J’ai un certain valet, nommé Mascarille, qui passe, au sentiment de beaucoup de gens, pour une maniere de bel esprit ; car il n’y a rien à meilleur marché que le bel esprit maintenant. C’est un extravagant qui s’est mis dans la tête de vouloir faire l’homme de condition. Il se pique ordinairement de galanterie & de vers, & dédaigne les autres valets, jusqu’à les appeller brutaux.

Du Croisy.

Eh bien, qu’en prétendez-vous faire ?

La Grange.

Ce que que j’en prétends faire ? Il faut..... Mais sortons d’ici auparavant.

Remarquez avec quelle adresse l’Auteur, après avoir rendu compte, au commencement de la scene, des traitements qu’ont essuyé du Croisy & la Grange, expose le dépit du dernier, annonce le dessein qu’il a d’en tirer vengeance en punissant les Précieuses, prépare les ressorts qu’il veut employer, de façon cependant que le spectateur ne voit que dans l’éloignement un projet qu’il ne sauroit démêler, mais qu’il desire ardemment de voir remplir.

Exposition des Personnages.

Il est encore juste que le spectateur connoisse les personnages qui doivent concourir à des événements auxquels il s’intéresse.
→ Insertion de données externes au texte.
PR #195, opened 2026-02-15
feat: completeness API, tx hash resolution, swap detection fixes

### LINKED ISSUE #156: Add real-time balance history completeness check
## Problem

There's no way for the UI or exports to know whether balance history for a DAO is complete. This affects:
- **Exports:** Users may export partial data without realizing it
- **Recent activity:** After a new on-chain transaction, there's a sync lag before it appears in the DB
- **Historical data:** We may not have backfilled all the way to account creation

## Why Not a Stored Flag?

A stored `history_complete` boolean doesn't work because completeness is constantly changing:
- New on-chain transactions create a forward gap until the sync catches up
- Gap filling progressively resolves interior and backward gaps
- A flag would go stale the moment a new transaction happens

Instead, compute completeness on-demand. The existing `find_gaps` query is cheap (index-backed LAG window function, milliseconds for typical accounts) and always accurate.

## How Completeness Is Determined

No new columns or migrations needed. Everything can be derived from existing data:

1. **Interior gaps** — run existing `find_gaps()` per token. If `balance_before[i] != balance_after[i-1]`, there's a gap.
2. **Backward completeness** — depends on the token type:
   - **NEAR:** Named accounts (we don't track implicit accounts) are always created with a nonzero balance to cover storage. So if the earliest NEAR record has `balance_before = 0`, we've reached the account creation. If `balance_before > 0`, we **definitely** haven't — there must be an earlier creation transaction.
   - **FT tokens (NEP-141):** `balance_before = 0` is **not** reliable — an account could sell all tokens (balance → 0), then receive more later. Instead, check whether the account was registered with the FT contract (`storage_balance_of`) at a block before the earliest record. If not registered, there's no earlier history. This requires one archival RPC call per FT token.
   - **Intents tokens (NEP-245 on intents.near):** No storage registration, but the same backward walk works. The gap filler progressively walks back ~7 days per cycle via SNAPSHOTs (see `fill_gap_to_past`, lookback of 600,000 blocks). When the backward search reaches a block where the balance is 0, we've found the beginning. A SNAPSHOT with `balance_before > 0` as the earliest record means the backward walk is still in progress. Note: history cannot go further back than the creation of the intents.near contract itself.
3. **Forward freshness** — expose `last_synced_at` (already tracked on `monitored_accounts`) so the consumer can judge how stale the data might be.

---

### Task 1: Add Completeness API Endpoint

**`GET /api/balance-history/completeness?accountId=X`**

Computes and returns real-time completeness:

```json
{
  "account_id": "treasury.near",
  "last_synced_at": "2025-01-15T12:00:00Z",
  "tokens": [
    {
      "token_id": "near",
      "has_gaps": false,
      "gap_count": 0,
      "reaches_beginning": true
    },
    {
      "token_id": "usdt.tether-token.near",
      "has_gaps": true,
      "gap_count": 2,
      "reaches_beginning": false
    },
    {
      "token_id": "intents.near:nep141:eth.omft.near",
      "has_gaps": false,
      "gap_count": 0,
      "reaches_beginning": false
    }
  ]
}
```

**Implementation:**
For each token tracked by the account:
1. Run `find_gaps(pool, account_id, token_id, current_block)` — existing function, returns interior gaps
2. Check backward completeness (token-type dependent):
   - **NEAR:** Query earliest record's `balance_before` — if 0, history is complete back to creation
   - **FT tokens:** Query earliest record's `balance_before`. If 0, additionally call `storage_balance_of` at a block before the earliest record (archival RPC) to confirm the account wasn't registered earlier. If not registered → complete. If registered → we may be missing earlier history
   - **Intents tokens:** Same as NEAR/FT — earliest record's `balance_before = 0` (and not a SNAPSHOT) means we've reached the beginning. A SNAPSHOT with `balance_before > 0` means the backward walk is still in progress

### Task 2: Include `last_synced_at` in Balance History Responses

Add `last_synced_at` to the response metadata for `/api/balance-changes`, `/api/recent-activity`, and `/api/balance-history/chart` so the UI can show a "data as of" indicator without a separate API call.

### Task 3: Tests

- Completeness endpoint returns correct `gap_count` (leverages existing `gap_detector` tests)
- NEAR: `reaches_beginning: true` when earliest `balance_before = 0`
- NEAR: `reaches_beginning: false` when earliest `balance_before > 0`
- FT: `reaches_beginning` correctly reflects `storage_balance_of` check
- Intents: `reaches_beginning` based on backward SNAPSHOT walk (same logic as NEAR/FT)
- `last_synced_at` appears in balance history responses

---

## Files Summary

| File | Changes |
|------|---------|
| `nt-be/src/routes/balance_changes.rs` | Add completeness endpoint, include `last_synced_at` in responses |
| `nt-be/src/handlers/balance_changes/gap_detector.rs` | Possibly add a helper that combines gap check + earliest balance check |

No new migrations. No new columns.

## Acceptance Criteria

- [ ] Completeness endpoint returns real-time gap info per token
- [ ] NEAR: `reaches_beginning` is true only when earliest `balance_before = 0`
- [ ] FT: `reaches_beginning` uses archival `storage_balance_of` check
- [ ] Intents: `reaches_beginning` based on backward SNAPSHOT walk
- [ ] `last_synced_at` is included in balance history API responses
- [ ] `cargo build` and `cargo test` pass

petersalomonsen:
Closes #156

### Completeness API
- Add `GET /api/balance-history/completeness` endpoint with `from`/`to` time-range parameters
- Returns per-token gap details (start/end block, block times, surrounding balances) instead of just a count
- Add `find_gaps_in_time_range` to gap detector for time-bounded gap queries
- Include `last_synced_at` in balance-changes, recent-activity, and chart API responses

### Transaction hash resolution (`tx_resolver`)
- Refactor `resolve_receipt_to_transaction` to use `EXPERIMENTAL_receipt` RPC — no longer needs `predecessor_id` as input
- Handle **Data receipts**: find the actual Action receipt via `account_changes` on the receiver, then trace its signer
- Handle **meta-transactions** (DELEGATE_ACTION): `EXPERIMENTAL_receipt` returns the real on-chain signer (e.g. `treasury-factory.near`), not the user
- Extract `find_transaction_on_signer` and `find_action_receipt_at_block` helpers

### Missing tx hash backfill
- Add `resolve_missing_tx_hashes` in gap_filler — runs each dirty/account monitor cycle (limit 10 per cycle)
- Uses OFFSET-based pagination to avoid retrying the same failed records within a cycle
- Wired into both `account_monitor` and `dirty_monitor`

### Balance query & binary search fixes
- Remove silent block-fallback loops from `ft.rs`, `near.rs`, `intents.rs` — balance queries now return errors on `UnknownBlock`
- Binary search handles `UnknownBlock` directly by skipping non-existing blocks (`left = mid + 1; continue`)
- This fixes the root cause of zero-amount UNKNOWN records (binary search converging on wrong blocks)

### Swap detection fix
- Fix `detected_swaps` unique constraint: change from `UNIQUE(account_id, fulfillment_receipt_id)` to `UNIQUE(account_id, solver_transaction_hash)`
- The old constraint caused all intents swaps to collide on empty string (intents balance changes have no receipt_id)
- Make `fulfillment_receipt_id` nullable
- Migration: `20260216000001_fix_detected_swaps_unique_constraint.sql`

image

## Test plan
- [x] `cargo clippy` clean
- [x] `cargo test --lib` — 163 tests pass
- [x] New unit tests for Data receipt resolution (`test_resolve_meta_transaction_receipt`, `test_resolve_data_receipt_wrap_near`)
- [x] Integration tests for completeness API and swap detection
- [x] Verified swap detection finds 5 swaps (was 1) for test account after fix

### DIFF
--- a/nt-be/src/handlers/balance_changes/utils.rs
+++ b/nt-be/src/handlers/balance_changes/utils.rs
@@ -6,14 +6,10 @@ use sqlx::types::chrono::{DateTime, Utc};
 use std::future::Future;
 use tokio::time::{Duration, sleep};
 
-const MAX_TRANSPORT_RETRIES: u32 = 5;
+const MAX_TRANSPORT_RETRIES: u32 = 3;
 
 /// Check if an error is a transient transport/network error that should be retried
 pub fn is_transport_error(err_debug: &str) -> bool {
-    // Don't retry 422 — these are permanent "block unavailable" errors
-    if err_debug.contains("422") {
-        return false;
-    }
     err_debug.contains("TransportError")
         || err_debug.contains("SendError")
         || err_debug.contains("DispatchGone")
@@ -21,16 +17,12 @@ pub fn is_transport_error(err_debug: &str) -> bool {
         || err_debug.contains("error sending request")
         || err_debug.contains("connection")
         || err_debug.contains("timed out")
-        || err_debug.contains("429")
-        || err_debug.contains("Too Many Requests")
-        || err_debug.contains("LIMIT_EXCEEDED")
 }
 
-/// Retry an async operation on transient errors with exponential backoff.
+/// Retry an async operation on transient transport errors with exponential backoff.
 ///
-/// Retries up to 5 times with delays of 500ms, 1s, 2s, 4s, 8s.
-/// Covers transport errors (connection, timeout) and rate limiting (429).
-/// Non-transient errors are returned immediately without retrying.
+/// Retries up to 3 times with delays of 200ms, 400ms, 800ms.
+/// Non-transport errors are returned immediately without retrying.
 pub async fn with_transport_retry<T, E, F, Fut>(label: &str, mut make_call: F) -> Result<T, E>
 where
     F: FnMut() -> Fut,
@@ -39,9 +31,9 @@ where
 {
     for attempt in 0..=MAX_TRANSPORT_RETRIES {
         if attempt > 0 {
-            let delay_ms = 500 * 2u64.pow(attempt - 1);
+            let delay_ms = 200 * 2u64.pow(attempt - 1);
             log::warn!(
-                "{}: transient error, retrying in {}ms (attempt {}/{})",
+                "{}: transport error, retrying in {}ms (attempt {}/{})",
                 label,
                 delay_ms,
                 attempt + 1,
--- a/nt-be/tests/intents_tokens_metadata_test.rs
+++ b/nt-be/tests/intents_tokens_metadata_test.rs
@@ -1,0 +1,134 @@
+//! Integration test for intents token metadata discovery
+//!
+//! Tests that running the monitor cycle discovers and stores metadata for intents tokens
+//! by extracting the actual FT contract and querying it.
+
+mod common;
+
+use nt_be::handlers::balance_changes::account_monitor::run_monitor_cycle;
+
+/// Test that intents token metadata is discovered during monitoring
+#[tokio::test]
+async fn test_intents_tokens_metadata_discovery() {
+    common::load_test_env();
+
+    // Get test database URL
+    let db_url =
+        std::env::var("DATABASE_URL").expect("DATABASE_URL must be set for integration tests");
+
+    // Connect to database
+    let pool = sqlx::postgres::PgPoolOptions::new()
+        .max_connections(5)
+        .connect(&db_url)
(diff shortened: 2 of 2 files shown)


petersalomonsen:
@Megha-Dev-19 
image

PR #225, opened 2026-02-18
fix: persist bulk payment worker queue to database

### LINKED ISSUE #224: fix: bulk payment worker loses pending lists on restart and called payout_batch on non-approved lists
## Bug

The bulk payment payout worker has two issues:

### 1. Calling payout_batch on non-approved lists (fixed in #223)

The worker was calling `payout_batch` for every list in its queue without first checking the on-chain approval status. Lists still in `Pending` status caused the contract to panic with "List must be Approved to process payments", resulting in failed transactions that cost gas.

**Fix (PR #223):** Added a `view_list` call before `payout_batch` to check status. Only approved lists proceed.

### 2. In-memory queue loses pending lists on restart (this issue)

The worker tracks pending payment lists in a `lazy_static Mutex<HashSet<String>>`. When the server restarts, all pending lists are lost from memory and never get their `payout_batch` called — payments stall silently with no recovery mechanism.

## Root Cause

`PENDING_LISTS` in `worker.rs` only lives in process memory. There is no persistence layer and no startup recovery.

## Proposed Fix

1. Replace the in-memory `HashSet` with a `pending_payment_lists` PostgreSQL table
2. The worker SELECTs from this table on each poll cycle, so lists present at startup are automatically processed
3. Lists are DELETEd when completed, rejected, or not found on-chain
4. Add a verification step to the e2e test (`dao-bulk-payment-flow.js`) that confirms the worker does NOT call `payout_batch` while a list is still pending approval

## Changes

- New migration: `pending_payment_lists` table
- `worker.rs`: Replace `lazy_static` HashSet with sqlx queries
- `submit.rs`: Pass `&PgPool` to `add_pending_list`
- Remove `lazy_static` crate dependency
- Extend e2e test with payout_batch regression check

petersalomonsen:
## Summary

- Replace in-memory `HashSet` with a `pending_payment_lists` PostgreSQL table so the worker queue survives server restarts
- Remove `lazy_static` dependency (only used for the in-memory set)
- Add e2e regression test (Step 9b in `dao-bulk-payment-flow.js`) that scans sandbox blocks to verify the worker does **not** call `payout_batch` while a list is still pending approval
- Add `.dockerignore` to reduce Docker build context from 16GB to ~12MB
- Use pre-built `cargo-near` binary in Dockerfile (faster builds)
- Upgrade `near-sandbox` to 0.3.6 for ARM64/aarch64 support in sandbox-init
- Set default `NUM_RECIPIENTS` to 25 (matching API limit)

Closes #224

## Test plan

- [x] Verified regression test catches the bug (commented out approval check → test exits with `payout_batch` calls detected)
- [x] Verified test passes with approval check enabled (0 `payout_batch` calls during 117 blocks while list was pending)
- [x] `cargo clippy -- -D warnings` passes
- [x] `cargo sqlx prepare --check` passes
- [x] CI Docker build succeeds
- [x] `npm run test:docker` — e2e test passes including Step 9b verification

### DIFF
--- a/.dockerignore
+++ b/.dockerignore
@@ -1,0 +1,7 @@
+**/target
+**/node_modules
+.git
+nt-fe
+e2e-tests
+docs
+.github
--- a/.gitignore
+++ b/.gitignore
@@ -2,3 +2,4 @@ node_modules
 .claude
 .env
 nt-fe/public/ledger-wallet/*.js
+sandbox/sandbox-init/target
--- a/e2e-tests/bulk-payment/dao-bulk-payment-flow.js
+++ b/e2e-tests/bulk-payment/dao-bulk-payment-flow.js
@@ -55,8 +55,8 @@ const CONFIG = {
   BULK_PAYMENT_CONTRACT_ID: process.env.BULK_PAYMENT_CONTRACT_ID || 'bulk-payment.near',
   
   // Test parameters
-  // Note: 250 is the max before gas limits are exceeded for list deserialization (~156 TGas for storage read)
-  NUM_RECIPIENTS: parseInt(process.env.NUM_RECIPIENTS || '250', 10),
+  // Note: 25 is the max per bulk payment API limit
+  NUM_RECIPIENTS: parseInt(process.env.NUM_RECIPIENTS || '25', 10),
   PAYMENT_AMOUNT: process.env.PAYMENT_AMOUNT || '100000000000000000000000', // 0.1 NEAR per recipient
   
   // Genesis account credentials (default sandbox genesis account from near-sandbox-rs - PUBLIC TEST KEY)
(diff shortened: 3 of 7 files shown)


petersalomonsen:
@race-of-sloths include

nt-be/migrations/20260218000001_create_pending_payment_lists.sql
```diff
@@ -0,0 +1,4 @@
+CREATE TABLE pending_payment_lists (
```
akorchyn: Let's add dao for stats

nt-be/src/handlers/bulkpayment/worker.rs
```diff
@@ -52,34 +51,52 @@ impl PaymentListStatus {
...
 }
 
-/// Add a list_id to the set of pending lists to be processed by the worker
-pub async fn add_pending_list(list_id: String) {
-    log::info!("Adding list {} to payout worker queue", list_id);
-    let mut pending = PENDING_LISTS.lock().await;
-    pending.insert(list_id);
-    log::info!("Payout worker queue now has {} lists", pending.len());
+/// Remove a list_id from the pending payment lists table.
+async fn remove_pending_list(pool: &PgPool, list_id: &str) {
```
akorchyn: I think we should still keep it for stats

PR #238, opened 2026-02-19
fix: filter out tiny NEAR amounts from recent activity

### LINKED ISSUE #236: Filter out tiny NEAR amounts (< 0.01) from recent activity
## Quick Fix

Filter out NEAR balance changes smaller than 0.01 NEAR from the recent activity API. These are gas costs or storage deposits that clutter the activity feed and are not meaningful to users.

## Example

A DAO proposal transferring 100 NEAR to `sponsor.trezu.near` also shows entries like `-0.0006 NEAR` or `-0.0999 NEAR` in the activity feed. These should be hidden.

Il attend avec impatience ceux qui lui sont annoncés ; il est indigné de voir paroître ceux auxquels on ne l’a pas préparé. Il voit avec plaisir Mascarille dans les Précieuses ridicules, parceque son maître a fait naître l’envie de le connoître. Quand au contraire Criton paroît dans l’Andrienne, on se demande, que veut cet homme ? Et les plaisants répondent, il vient pour faire le dénouement.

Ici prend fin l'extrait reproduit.